Tener viva la speranza
Segnaliamo ai nostri lettori l’uscita in libreria del volume “Tener viva la speranza” (ed. Vallardi, pag. 288, ? 14,90), emblematico titolo per l’autobiografia della dr.ssa Hawa Abdi, somala, nel suo Paese meglio conosciuta come Mama Hawa o “La Madre Teresa di Mogadiscio”.
Diventata famosa per essere una delle prime ginecologhe in Somalia, laureata in Medicina e in Legge, ha fondato, nonostante tutti i pregiudizi, uno dei campi profughi più estesi della Somalia e un ospedale con 400 posti letto e 125 operatori, progetti che riesce a gestire più con la fede che con i fondi.
Dice la dr.ssa Abdi: “Dopo 23 anni di guerra civile ci manca ancora tutto.
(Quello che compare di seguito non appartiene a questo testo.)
PR #4386, opened 2026-07-04
Consolidate reconciliation recency maps into RecencyMap<K>

folknor:
Right now the monotonic-clock choice is a discipline, not a rule. Every one of
those four sites - `ts_last_query`, `order_local_activity`,
`position_local_activity`, `recent_fills_cache` - has to remember to stamp from
`dst::time::Instant::now()` and not `self.clock`, and to handle a future-marked
instant in the safe direction by hand.

So make it structural. `RecencyMap<K>` owns `Instant::now()` internally - you
`mark(key)`, ask `within(key, window)`, `prune_older_than(ttl)`, and there is no
seam left to thread the wrong clock through.

### The shape

```
struct RecencyMap<K> { inner: IndexMap<K, dst::time::Instant> }
mark / contains_key / remove / last_marked
within / within_at / elapsed / elapsed_at    // _at variants take the pass's `now`
prune_older_than
```

The `_at` variants exist so the reconciliation loop passes its loop-top `now`
once instead of resampling `Instant::now()` per order - the second half of that
same review note. Every `checked_duration_since` resolves a `None`
(marked-in-the-future) to the safe direction, matching what each original site
did by hand, so a garbage future instant reads as "0 elapsed, within window"
rather than panicking.

### Renames

The `ts_*`-named fields you flagged in #4376 - `ts_*` repo-wide means a domain
`UnixNanos`, but these hold monotonic `Instant`s, so the names lie:

- `InflightCheck::ts_submitted` -> `submitted_at`
- `InflightCheck::last_query_ts` -> `last_query_at`
- the node scheduler's `ts_last_*` locals and `ReconciliationCheckState` fields
  -> `last_*_check`
- `ts_last_query` -> `order_query_recency` (keyed on `ClientOrderId`, parallels
  `order_local_activity`; the other three map fields self-document under
  `RecencyMap<K>`, but this one's `ts_` prefix did not survive the type change
  gracefully, so it got a real name too)

### Tests

Focused `RecencyMap` unit tests: mark/contains/remove, monotonic expiry under
paused virtual time, pruning older-than-TTL, and the future-marked-instant safe
direction.

### Still to come

The second promised follow-up - close the class: `handle_missing_order`'s
venue-`ts_last` gate onto receipt time, plus the wider timer/throttle audit.

### DIFF
--- a/crates/live/src/execution/manager.rs
+++ b/crates/live/src/execution/manager.rs
@@ -67,6 +67,8 @@ use nautilus_model::{
 use rust_decimal::{Decimal, prelude::ToPrimitive};
 use ustr::Ustr;
 
+use super::recency::RecencyMap;
+
 /// Tag for orders originating from venue (external orders).
 static TAG_VENUE: LazyLock<Ustr> = LazyLock::new(|| Ustr::from("VENUE"));
 
@@ -231,11 +233,11 @@ impl ExecutionManagerConfig {
 struct InflightCheck {
     #[allow(dead_code)]
     pub client_order_id: ClientOrderId,
-    pub ts_submitted: dst::time::Instant,
+    pub submitted_at: dst::time::Instant,
     pub retry_count: u32,
     // `Instant` debug output is runtime-specific and intentionally only useful
     // as an opaque monotonic offset.
-    pub last_query_ts: Option<dst::time::Instant>,
+    pub last_query_at: Option<dst::time::Instant>,
 }
 
 /// Manager for execution state.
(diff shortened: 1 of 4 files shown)


cjdsellers:
Hi @folknor,

Thanks for the PR. I like the naming convention here: dropping the Hungarian-notation-esque domain `ts_` component when the value is not a `UnixNanos` and does not represent a domain timestamp makes the clock axis much clearer. Names like `submitted_at`, `last_query_at`, and `last_*_check` read as real-time instants without implying domain time, while `RecencyMap` keeps the monotonic clock choice structural.

I traced the converted call sites and ran the focused recency, open-order query, inflight, fill-cache, and position-grace test slices. This looks good to me.

Will get to the next PR shortly!

PR #4397, opened 2026-07-06
Fix IB v2 fills dropped on non-UTC execution timestamps

### LINKED ISSUE #4396: [Interactive Brokers V2] Fills not registered: execution timestamp rejected unless zone is UTC
Currently I'm migrating a live IB strategy to v2 (rc1). Market orders fill at IB (visible in TWS and in position reports) but Nautilus never produces an **OrderFilled**. The strategy keeps seeing the position as flat and re-enters every bar.

The fill report dies at parse time:

```
[ERROR] nautilus_interactive_brokers::execution::core::core_updates:
Unsupported non-UTC execution timezone 'MET' in '20260706 14:05:00 MET'.
Configure TWS / IB Gateway to emit UTC timestamps
```

The account is a European paper account, so IB stamps executions with `MET`.

What I've tried to get UTC out of the gateway:

- **Send status updates with UTC timestamps** GUI-only setting; my docker image (`gnzsnz/ib-gateway`) exposes no env for it, and IBC has no config key for it.
- **TIME_ZONE=UTC / TZ=UTC on the container** only sets `jts.ini [Logon] TimeZone` (confirmed: renders `TimeZone=Africa/Abidjan`). Execution stamps still come back as `MET`; they carry the IB server's zone, not the gateway session tz.

So the gateway can't be coerced into emitting UTC for executions. `parse_execution_time` in `crates/adapters/interactive_brokers/src/execution/parse.rs` accepts only `{UTC, Universal, Etc/UTC, GMT, Z}` and bails on anything else.

For reference, v1 handled this `timestring_to_timestamp` parsed the zone with pandas (`pd.Timestamp(dt, tz=tz)`), so `MET`, `America/New_York`, etc. all worked. The Rust port kept a UTC-only whitelist.

Repro: v2 `LiveNode` against an IB paper account whose server reports `MET`, submit a market order, watch the fill. Reproduced on `2.0.0rc1.dev20260706`.

dfjmax:
## Problem

Market-order fills registered at IB, but Nautilus never produced an `OrderFilled`. The strategy kept seeing the position as flat and re-entered every bar.

Root cause: `parse_execution_time` in the IB v2 adapter accepted only a UTC whitelist (`Universal`, `UTC`, `Etc/UTC`, `GMT`, `Z`). Any execution stamped with a different timezone was rejected at parse time and the fill report was dropped. Accounts whose server reports a regional zone hit this on every fill, and the gateway can't be coerced into emitting UTC for executions.

The v1 adapter never had this problem — `timestring_to_timestamp` handed the timezone to pandas, which resolved it via the IANA database.

## Fix

Resolve the timezone token through `chrono-tz` against the IANA database instead of the whitelist, so `MET`, `America/New_York`, `Asia/Tokyo`, and friends all work. DST is handled correctly (same offset for a given date as pandas/zoneinfo), and genuinely ambiguous or non-existent local times still error out rather than silently picking an instant.

Parity with v1 is structural: both lean on the same IANA tz database, so any zone v1 accepted now resolves to the same instant in v2.

## Testing

New unit tests in `parse.rs`:
- `MET` timestamp (the reported case), asserting the correct UTC+1 offset
- `America/New_York` across winter (EST) and summer (EDT) to prove DST is applied
- `Asia/Tokyo` for the fixed-offset, no-DST path
- an unrecognised timezone still errors

Closes #4396

### DIFF
--- a/Cargo.lock
+++ b/Cargo.lock
@@ -6233,6 +6233,7 @@ dependencies = [
  "bollard",
  "bon",
  "chrono",
+ "chrono-tz",
  "dashmap",
  "futures-util",
  "ibapi",
--- a/crates/adapters/interactive_brokers/Cargo.toml
+++ b/crates/adapters/interactive_brokers/Cargo.toml
@@ -78,6 +78,7 @@ anyhow = { workspace = true }
 async-trait = { workspace = true }
 bon = { workspace = true }
 chrono = { workspace = true }
+chrono-tz = { workspace = true }
 dashmap = { workspace = true }
 futures-util = { workspace = true }
 ibapi = { workspace = true }
--- a/crates/adapters/interactive_brokers/src/execution/parse.rs
+++ b/crates/adapters/interactive_brokers/src/execution/parse.rs
@@ -18,7 +18,7 @@
 use std::str::FromStr;
 
 use anyhow::Context;
-use chrono::{DateTime, NaiveDateTime, Utc};
+use chrono::{DateTime, LocalResult, NaiveDateTime, Utc};
 use chrono_tz::Tz;
 use ibapi::orders::{Execution, OrderStatus};
 use nautilus_core::UnixNanos;
@@ -381,8 +381,9 @@ fn decimal_from_f64(value: f64) -> anyhow::Result<Decimal> {
 ///
 /// # Errors
 ///
-/// Returns an error if the execution timestamp is malformed, uses an
-/// unrecognized timezone, or is ambiguous / non-existent in its timezone.
+/// Returns an error if the timestamp is malformed, the timezone is
+/// unrecognized, or the local time is non-existent (a DST spring-forward gap).
+/// DST fall-back folds resolve to the earliest matching instant.
 pub fn parse_execution_time(time_str: &str) -> anyhow::Result<UnixNanos> {
     const NAIVE_FORMAT: &str = "%Y%m%d %H:%M:%S";
 
@@ -420,12 +421,7 @@ pub fn parse_execution_time(time_str: &str) -> anyhow::Result<UnixNanos> {
 /// Localize a naive timestamp against an IB timezone token and convert to UTC.
 ///
 /// `Z` is normalized to `UTC`; everything else is resolved through the IANA tz
-/// database via `chrono-tz`.
-///
-/// # Errors
-///
-/// Returns an error if the timezone is unrecognized, or the wall-clock time is
-/// ambiguous or non-existent in that timezone (e.g. inside a DST fold/gap).
+/// database via `chrono-tz`. Error and fold behavior is documented on [`parse_execution_time`].
 fn localize_with_zone(
     dt: NaiveDateTime,
     tz_str: &str,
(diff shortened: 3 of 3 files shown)


faysou:
Is there some caching for querying this IANA database or it does it for every market data received ?

dfjmax:
Hi @faysou as far as I've checked it only runs on fills, not market data. The call sites are all in the execution path reading **Execution.time**, nothing under src/market/.

I think that we don't need cache here. chrono-tz ships the tzdata compiled into the binary, so there's no runtime lookup to memoize, just lookups against static tables.

faysou:
Ok and are market data timestamps UTC when configuring tws or gateway to use UTC ?

dfjmax:
Didn't touch market data in this PR, but from a quick look: for trades, quotes, and bars Nautilus just uses the timestamp IB sends (through ibapi) without re-reading the timezone, so it's whatever IB returns under that setting. 

Order-book depth is stamped from the local clock, so that one's UTC regardless.

faysou:
Yes because I was assuming that tws or gateway would be configured as UTC and that all data from it would be UTC. Can you please check if you can do something to get market data converted to UTC when timestamps are not UTC ?

dfjmax:
Had a look, and I don't think market data needs anything here. Those timestamps come over the wire as unix epoch seconds, and ibapi decodes them straight into a UTC instant, which Nautilus reads as-is. So trades, quotes, and bars are already correct UTC regardless of the TWS/gateway display setting. Market data is numeric epoch on the wire, so there's no timezone token to misread.

The execution time was the one that bit because IB sends it as formatted text with a timezone tag, and there's no numeric timestamp field for fills, so it has to be resolved rather than just read. That's why this PR is scoped to it.

faysou:
Ok thank you

bebop23:
Nice fix — resolving through the IANA db via `chrono-tz` is the right call, and matches what I independently landed on chasing the same dropped-fill → dangling-position symptom (mine was a CME `US/Central` account rather than an EU `MET` one).

One edge case in `localize_with_zone` worth a look. `dt.and_local_timezone(zone).single()` returns `None` for **two** distinct situations — the DST spring-forward gap *and* the fall-back fold — and today both bail with an error. That error propagates back out through the order-update handler and drops the fill, which is the exact failure this PR is closing, just narrowed to the DST-transition window.

The gap case erroring is fine (an exchange clock never emits a nonexistent local time). The **fold** case is the real one: on fall-back night the wall clock reads the same hour twice, so a bare `"... 01:30:00 US/Central"` is genuinely two valid UTC instants —

| Real instant (UTC) | US/Central wall clock |
|---|---|
| 06:30 UTC | **01:30** (CDT, −5) |
| 07:30 UTC | **01:30** (CST, −6) |

— which is why `chrono` hands back `Ambiguous(earliest, latest)` instead of one answer: the input string simply doesn't carry the offset needed to disambiguate. IB won't stamp a gap time, but it *will* stamp a fold time, so erroring there costs a real fill (at most 1h of skew if you just pick one).

Since the whole premise here is "a shifted timestamp is recoverable, a dropped fill isn't," resolving the ambiguous case to the earliest instant rather than erroring seems more in keeping:

```rust
use chrono::offset::LocalResult;

match dt.and_local_timezone(zone) {
    LocalResult::Single(local) => Ok(local.with_timezone(&Utc)),
    // Fall-back fold: wall time occurs twice. Take the earliest instant
    // rather than dropping the fill — worst case ~1h skew for that hour.
    LocalResult::Ambiguous(earliest, _latest) => Ok(earliest.with_timezone(&Utc)),
    // Spring-forward gap: a venue clock never emits this, erroring is fine.
    LocalResult::None => anyhow::bail!(
        "Execution timestamp '{time_str}' is non-existent in timezone '{tz_str}'"
    ),
}
```

It's a rare, market-hours-dependent, once-a-year window, so entirely your call whether it's worth the extra arm — flagging it since it's the same failure mode the PR is fixing.

dfjmax:
Good catch .single() folded both the gap and the fold into None, so the fall-back night dropped the fill exactly as you describe.

Switched to an explicit LocalResult match:
- Ambiguous(earliest, _) → earliest instant (the offset in force just before the clocks roll back)
- None → still errors, since a venue clock won't emit a gap time

Added tests on America/Chicago for both, the fold resolves to 06:30 UTC (CDT) and not 07:30 UTC (CST), and the spring-forward 02:30 errors.

cjdsellers (approved):
Thank you for the fix @dfjmax and for the input @faysou + @bebop23 🙏

PR #4400, opened 2026-07-07
Make timer_exists consistent with timer_names and timer_count on expired timers

folknor:
The `Clock` trait has three introspection surfaces for timers, and they disagreed with each other. `timer_names` and `timer_count` both filter on `!timer.is_expired()` - they report only *active* timers. But `timer_exists` was a bare `contains_key`, so it counted expired timers too.

Expired entries are not removed the instant a timer fires; they are purged lazily. `LiveClock` clears them only on the next `set_time_alert_ns` / `set_timer_ns` / cancel call. So there is an unbounded window where a fired-and-done timer still sits in the map - and during that window `timer_exists(name)` returns `true` while `timer_count()` and `timer_names()` behave as though it is gone.

`TestClock` removes one-shot timers eagerly as they fire, so the disagreement is only reachable on the live clock in practice - but both impls carried the identical bare `contains_key`, so both are fixed here to keep the trait contract uniform across clocks.

### The fix

Filter `timer_exists` on `!is_expired()` in both `LiveClock` and `TestClock`, so all three surfaces answer from the same active-timer view. The trait method's doc and the `Clock` API wrapper are updated to say they report an *active (not expired)* timer.

### Consumers are unaffected

Every caller either already tolerates the new answer or improves under it:

- The cancel-before-set callers (`throttler`, option-chain `manager`, data `engine`) do `if timer_exists { cancel_timer }`. With the fix they skip cancelling an already-expired lingering entry - which the immediately following `set_*` overwrites via `replace_existing_timer` anyway, so the outcome is identical.
- The backtest instrument-expiration guard (`if timer_exists { return }`) runs on `TestClock`, which never leaves an expired timer in the map, so its behavior does not change.

### Tests

- `TestClock`: a repeating timer with a stop time is advanced past expiry; the test asserts all three surfaces agree it is gone (`timer_exists` false, `timer_count` 0, `timer_names` empty).
- `LiveClock`: a timer is run past its stop time on the real Tokio runtime; once it has finished, the test asserts the entry is *still physically in the map* (`timers.contains_key` true - lazy purge has not run) yet `timer_exists` reports false, matching `timer_count`/`timer_names`. This is the exact expired-but-present state the fix targets.

### DIFF
--- a/crates/common/src/clock.rs
+++ b/crates/common/src/clock.rs
@@ -70,7 +70,7 @@ pub trait Clock: Debug + Any {
     /// Returns the count of active timers in the clock.
     fn timer_count(&self) -> usize;
 
-    /// If a timer with the `name` exists.
+    /// If an active (not expired) timer with the `name` exists.
     fn timer_exists(&self, name: &Ustr) -> bool;
 
     /// Register a default event handler for the clock. If a timer
@@ -608,7 +608,7 @@ impl<'a> ClockApi<'a> {
         }
     }
 
-    /// Returns whether the timer `name` exists.
+    /// Returns whether an active (not expired) timer `name` exists.
     ///
     /// # Panics
     ///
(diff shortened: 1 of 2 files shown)


cjdsellers (approved):
Thank you @folknor. It's a tight minimal change with good reasoning 👍

PR #4499, opened 2026-07-18
Fix CVec FFI soundness with checked reconstruction and unique ownership

folknor:
Removes the undefined behavior around `CVec`: the misaligned empty sentinel reconstructed by every typed drop helper, shallow `Copy`/`Clone` on an owning type, and safe `extern "C"` entry points rebuilding vectors and slices from unchecked public fields.

**1. Typed drops reconstructed `Vec<T>` from the u8-aligned empty sentinel**

`CVec::empty()` returns a `NonNull::<u8>::dangling()` pointer - address 1. Every typed drop helper (`vec_drop_book_levels`, `vec_drop_book_orders`, `vec_drop_fills`, `orderbook_deltas_vec_drop`, `vec_time_event_handlers_drop`, and the persistence `drop_chunk`) called `Vec::<T>::from_raw_parts` on it with no zero-capacity guard, violating the alignment precondition for any `T` with alignment above 1. Miri reports it as hard UB: constructing an unaligned reference (required 8, found 1).

Reconstruction is now centralized in two unsafe `CVec` primitives. `into_vec<T>` returns `Vec::new()` when `cap == 0` and `as_slice<T>` returns `&[]` when `len == 0`, in both cases without inspecting the pointer; the non-empty paths keep the `len <= cap` and null checks as hard asserts and add debug asserts for alignment and the `isize::MAX` byte bound. All drop helpers route through `into_vec`, which also gives the two helpers that previously checked nothing but null the same validation as the rest. No sentinel change: `From<Vec<T>>` is public and generic, so no fixed sentinel alignment could be correct for every downstream element type.

**2. `CVec` derived `Copy` and `Clone` while owning its allocation**

Any implicit copy of a `CVec` produced two values claiming the same allocation - a double free reachable from safe Rust through any two consumers of the same value. Both derives are removed; borrowing goes through `as_slice` and consumption through `into_vec`, so ownership transfer is a move the compiler enforces. The `repr(C)` layout and generated C declarations are unchanged - C can still copy the struct, so exactly-once remains an FFI contract on that side, now documented in `docs/developer_guide/ffi.md`.

The fallout sites are part of this diff: `drop_cvec_pycapsule` transfers ownership out of the capsule with `ptr::replace` (leaving the empty sentinel, so repeated drops stay harmless), and `DataQueryResult.chunk` becomes private with `set_chunk` returning a borrow.

**3. Safe entry points rebuilt vectors from unchecked foreign metadata**

`level_new`, `orderbook_deltas_new`, and `synthetic_instrument_calculate` were safe `extern "C"` functions reconstructing from whatever `ptr`/`len`/`cap` the caller supplied - a forged or corrupted `CVec` was UB inside a safe function. All three, plus the five typed drop exports, are now `unsafe extern "C"` with `# Safety` contracts, matching the convention already used across the model FFI. cbindgen emits identical declarations; the generated header diffs are comment-only.

`orderbook_deltas_new` also had an allocator-provenance violation: Cython passes a `PyMem_Malloc` buffer, and the function constructed a Rust `Vec` over it before cloning and forgetting. A `Vec` must never be built over memory the Rust allocator did not produce, forgotten or not. It now borrows the buffer with `as_slice` and clones with `to_vec`; the caller keeps ownership, as before.

**Testing**

- Miri regression tests cover the empty typed-drop path for a plain element type and a `repr(align(64))` element type (proving the zero-capacity path never reconstructs regardless of payload alignment), plus a non-empty round-trip with a drop counter asserting exactly-once destruction. A new `cargo-miri-core-ffi` slice runs them, wired into `cargo-miri-core` so the nightly Miri workflow reaches it.
- Behavior tests: empty typed drops return without panic across all helpers, `orderbook_deltas_new` clones rather than consumes its caller-owned buffer, `synthetic_instrument_calculate` leaves its input intact, `level_new` behavior is unchanged for valid input, and `as_slice` borrows without consuming.
- Differentials: the empty typed-drop test fails under Miri against the unfixed implementation with the unaligned-reference error above; with only the zero-capacity short-circuit removed, the new debug alignment assert catches the same class. The ownership and safety changes are compiler-enforced and were each demonstrated once pre/post: reuse after move fails E0382, `.clone()` fails E0599, and calling a reconstructor without `unsafe` fails E0133.


cjdsellers (approved):
Thanks @folknor, the FFI changes and focused Miri checks look solid. I'll note the CVec ownership changes and safety fixes in the release notes.

Issue #4442, opened 2026-07-11
Enhancement: SimulatedExchange.purge_instrument() Rust-side + documented parameter-sweep pattern for long-window backtests


gtalknitin:
### Environment

- `nautilus_trader` version: `1.231-dev` (git SHA `8b63cc915e7910b9a0cad9a52160911e148f2c92` on `develop` branch)
- Python: 3.12 (base image `python:3.12-slim` via `nautilus-base` custom Docker image)
- OS: Docker on Ubuntu 26.04 host (AWS r7i.large, 16 GB RAM, x86_64)
- Backtest workload: NIFTY options (weekly + monthly expiries), multi-year windows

Attrezzatura medica, farmaci, cibo. Ai bambini malnutriti riusciamo a fornire latte e vitamine soltanto per una o due settimane, poi dobbiamo rimandarli a casa e alla loro inedia”.
Questa donna coraggiosa, segnata nella vita privata da lutti e prove durissime, ha saputo lottare, disarmata, contro i fanatici islamici che avevano invaso il campo profughi e volevano eliminare una volta per sempre una tale infaticabile operatrice umanitaria che non vuole sentir parlare di lotte e di clan, convinta della priorità dei valori della fratellanza e della compassione, uniche armi efficaci contro le tragedie di una terra così martoriata.

Dai Gruppi

Sul sito web della S.T.I. le attività dei Gruppi e dei Centri
Le attività dei Gruppi e dei Centri della Società Teosofica Italiana sono presentate, giorno per giorno, su internet e sono consultabili collegandosi al sito della S.T.I. all’indirizzo: www.teosofica.org
Aprendo la sezione “Eventi e Convegni” è possibile registrarsi accedendo così all’elenco delle riunioni e delle conferenze che vengono organizzate nelle varie località.

Gruppo Shunyata di Torino
A seguito del passaggio oltre il velo della materia della sorella Carla Zocchi, il Gruppo teosofico “Shunyata” di Torino ha cessato le sue attività. Alcuni soci continueranno ad aderire alla S.T.I. come indipendenti.
Ricordiamo con riconoscenza e simpatia il lavoro di questo gruppo, che si è dedicato per lunghi anni allo studio e all’analisi dei testi della tradizione buddhista tibetana.